Von Drehle implies, to say the least, that Colin Powell was brought on board largely to buoy what many saw as an illegitimate presidency, and was immediately tag-teamed by Rumsfeld and Cheney. So we can certainly add part of the blame the smug refusal to build an international coalition before the invasion to the list.
Anything Powell favored, the Defense Department opposed. Powell suggested more allies; Rumsfeld announced he was ready to go it alone. Powell favored a larger force; Rumsfeld weeded out troops unit by unit. Ultimately, the invasion was a repudiation of the Powell Doctrine in U.S. military affairs. The force deployed was light and lethal -- but not, history has clearly shown, the master of all contingencies. Nor was there a clear exit strategy, merely the hope of garlands and easy reconstruction -- a point war critics have often made and Rumsfeld has never rebutted in detail.
Still, there's one thing to be said for the wanton destruction of our international standing...we can travel even lighter.

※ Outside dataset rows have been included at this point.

PR #43, opened 2016-04-01
Retry logic for HTTP errors

### LINKED ISSUE #41: Add retry logic on HTTP errors
I got my first 502 gateway error from the CloudPassage SCA API today! If we end up losing a single report like that, for our purposes the combined report is incomplete and hence incorrect, so we need to start over from scratch.

But it's wasteful to have to throw all the fetched data away in order to try again. Ideally, we should add some retry logic on encountering an error, and only fail after trying some number of times.

ehashman:
Fixes #41.

WIP. Next steps:

- [x] Figure out what to do instead of passing the symbol "fail", probably throw an exception
- [x] Update `get-page!` to wrap `get-page-retry!` 
- [x] Remove the error handling inside various functions inside scans

### DIFF
--- a/src/cloudpassage_lib/scans.clj
+++ b/src/cloudpassage_lib/scans.clj
@@ -7,6 +7,7 @@
    [aleph.http :as http]
    [manifold.deferred :as md]
    [manifold.stream :as ms]
+   [manifold.time :as mt]
    [environ.core :refer [env]]
    [cloudpassage-lib.core :as cpc]
    [taoensso.timbre :as timbre :refer [error info spy]]
@@ -56,7 +57,9 @@
            (throw (Exception. "Error fetching scans.")))
        :else
        (do (error "Couldn't fetch page. Retrying.")
-           (get-page-retry! token url (dec num-retries)))))))
+           (mt/in
+            3000
+            #(get-page-retry! token url (dec num-retries))))))))
 
 (defn ^:private get-page!
   "Gets a page, and handles auth for you."
--- a/src/cloudpassage_lib/scans.clj
+++ b/src/cloudpassage_lib/scans.clj
@@ -46,13 +46,17 @@
 (defn ^:private get-page-retry!
   "Gets a page, and handles auth for you."
   [token url num-tries]
-  (let [response (cpc/get-single-events-page! token url)]
-    (cond
-      (cpc/page-response-ok? response) response
-      (zero? num-tries) 'fail
-      :else
-      (do (error "Couldn't fetch page. Retrying.")
-          (recur token url (dec num-tries))))))
+  (md/chain
+   (cpc/get-single-events-page! token url)
+   (fn [response]
+     (cond
+       (cpc/page-response-ok? response) response
+       (zero? num-tries)
+       (do (error "No more retries.")
+           (throw (Exception. "Error fetching scans.")))
+       :else
+       (do (error "Couldn't fetch page. Retrying.")
+           (get-page-retry! token url (dec num-tries)))))))
 
 (defn ^:private get-page!
   "Gets a page, and handles auth for you."
--- a/src/cloudpassage_lib/scans.clj
+++ b/src/cloudpassage_lib/scans.clj
@@ -44,25 +44,25 @@
   (str (u/url base-servers-url server-id module)))
 
 (defn ^:private get-page-retry!
-  "Gets a page, and handles auth for you."
-  [token url num-tries]
+  "Gets a page, and handles retries on error."
+  [token url num-retries]
   (md/chain
    (cpc/get-single-events-page! token url)
    (fn [response]
      (cond
        (cpc/page-response-ok? response) response
-       (zero? num-tries)
+       (zero? num-retries)
        (do (error "No more retries.")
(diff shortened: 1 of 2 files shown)


src/cloudpassage_lib/scans.clj
```diff
@@ -43,6 +43,17 @@
   [server-id module]
   (str (u/url base-servers-url server-id module)))
 
+(defn ^:private get-page-retry!
+  "Gets a page, and handles auth for you."
+  [token url num-tries]
+  (let [response (cpc/get-single-events-page! token url)]
+    (cond
+      (cpc/page-response-ok? response) response
+      (zero? num-tries) 'fail
```
derwolfe: Interesting! What is `'fail`? It seems like it is intended to be used as a keyword, but isn't a keyword. :-)

src/cloudpassage_lib/scans.clj
```diff
@@ -43,6 +43,17 @@
   [server-id module]
   (str (u/url base-servers-url server-id module)))
 
+(defn ^:private get-page-retry!
+  "Gets a page, and handles auth for you."
+  [token url num-tries]
+  (let [response (cpc/get-single-events-page! token url)]
```
derwolfe: One issue that this might have is that `get-single-events-page!` returns a deferred. As such, this will not wait for the request to complete before iterating again. In order for this to work, the deferred returned by `get-single-events-page!` will need to be either unwrapped via a consuming function (see https://github.com/RackSec/cloudpassage-lib/blob/master/test/cloudpassage_lib/core_test.clj#L31 for an example) or dereferenced (using `@`).

test/cloudpassage_lib/scans_test.clj
```diff
@@ -35,6 +52,25 @@
   (is (= "https://api.cloudpassage.com/v1/servers/server-id/svm"
          (#'scans/scan-server-url "server-id" "svm"))))
 
+(deftest get-page-retry!-tests
+  (testing "Returns 'fail after three tries"
+    (let [fake-get (constantly :cloudpassage-lib.core/fetch-error)]
```
derwolfe: Nice tests! The only issue I can see is that the tests handle the synchronous case where a deferred isn't involved. In order for this to function with `get-single-events-page!` (or any other deferred-returning function), this will need to handle unwrapping the value from the deferred. Here are a few examples of how to handle errors and success conditions (https://github.com/RackSec/cloudpassage-lib/blob/master/test/cloudpassage_lib/core_test.clj#L31)

src/cloudpassage_lib/scans.clj
```diff
@@ -43,6 +43,21 @@
...
+   (cpc/get-single-events-page! token url)
+   (fn [response]
+     (cond
+       (cpc/page-response-ok? response) response
+       (zero? num-tries)
+       (do (error "No more retries.")
+           (throw (Exception. "Error fetching scans.")))
+       :else
+       (do (error "Couldn't fetch page. Retrying.")
+           (get-page-retry! token url (dec num-tries)))))))
```
ehashman: This is now an actual recursive call because recur binds to the lambda, which is not what we want. I'm not sure how problematic this is; since num-tries is going to be pretty small (3?), we're not really at risk of a stack overflow.

Unsure if there is a better way to do this.

derwolfe: To be honest, I'm not sure either. I feel like experimenting a bit :-).

test/cloudpassage_lib/scans_test.clj
```diff
@@ -35,6 +52,34 @@
   (is (= "https://api.cloudpassage.com/v1/servers/server-id/svm"
          (#'scans/scan-server-url "server-id" "svm"))))
 
+(deftest get-page-retry!-tests
```
derwolfe: These are awesome.

src/cloudpassage_lib/scans.clj
```diff
@@ -43,11 +43,26 @@
...
+   (cpc/get-single-events-page! token url)
+   (fn [response]
+     (cond
+       (cpc/page-response-ok? response) response
+       (zero? num-retries)
+       (do (error "No more retries.")
+           (throw (Exception. "Error fetching scans.")))
+       :else
+       (do (error "Couldn't fetch page. Retrying.")
+           (get-page-retry! token url (dec num-retries)))))))
```
derwolfe: My intuition is that `in` would wrap `get-page-retry...`.

src/cloudpassage_lib/scans.clj
```diff
@@ -43,11 +44,28 @@
...
+   (fn [response]
+     (cond
+       (cpc/page-response-ok? response) response
+       (zero? num-retries)
+       (do (error "No more retries.")
+           (throw (Exception. "Error fetching scans.")))
+       :else
+       (do (error "Couldn't fetch page. Retrying.")
+           (mt/in
+            3000
```
derwolfe: What would you think of making this a parameter?

ehashman: Oh yeah, that seems eminently reasonable.

derwolfe:
Nice work! This looks good to go :-)

PR #46, opened 2016-04-07
stream and parse the responses; fixes #45

### LINKED ISSUE #45: JSON parsing should stream from a reader
Cheshire can handle parsing of a stream; it shouldn't use the `bs/to-string api`. Instead it should use:

```clojure
...
byte-stream/to-reader
#(cheshire.core/parse-stream % true)
)
```

https://github.com/RackSec/alertlogic-differ/blob/b6bc20a24c9c6f20d085521029c2f2a49d3df21c/src/alertlogic_differ/api.clj#L25

derwolfe:


ehashman:
LGTM!

PR #47, opened 2016-04-08
move atom log appender into a utility ns

derwolfe:
While working on a different PR I noticed that this utility could be applicable to namespaces outside of `scans`.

And we haven't even touched on the over-reliance on National Guard and reserve troops, the logistical failures, the reduction in training, and, of course, the use of torture, all of which passed across Rumsfeld's desk, though there can be little doubt the last of those came from above.
The final irony is that Rummy's leaner, meaner, fighting machine has wound up costing us uncounted hundreds of billions of dollars, flushed recruitment down the drain, and fractured our manpower and materiel, probably for a generation. Some laboratory.
I'm now starting a letter writing campaign to the NYT to demand they give you David Brooks' job.